(Stored items)
Content starts

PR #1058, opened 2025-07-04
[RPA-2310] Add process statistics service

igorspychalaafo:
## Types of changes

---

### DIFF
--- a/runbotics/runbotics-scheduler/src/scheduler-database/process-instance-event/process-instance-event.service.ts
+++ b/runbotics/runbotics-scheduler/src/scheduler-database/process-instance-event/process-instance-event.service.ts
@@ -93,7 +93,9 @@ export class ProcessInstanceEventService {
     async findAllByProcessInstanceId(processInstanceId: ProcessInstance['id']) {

Content ends

EXERCISE REQUIREMENTS
Your answer should consist of the lines above that hold the word "runbotics", copied exactly.

RESULT OF THIS TASK
--- a/runbotics/runbotics-scheduler/src/scheduler-database/process-instance-event/process-instance-event.service.ts
+++ b/runbotics/runbotics-scheduler/src/scheduler-database/process-instance-event/process-instance-event.service.ts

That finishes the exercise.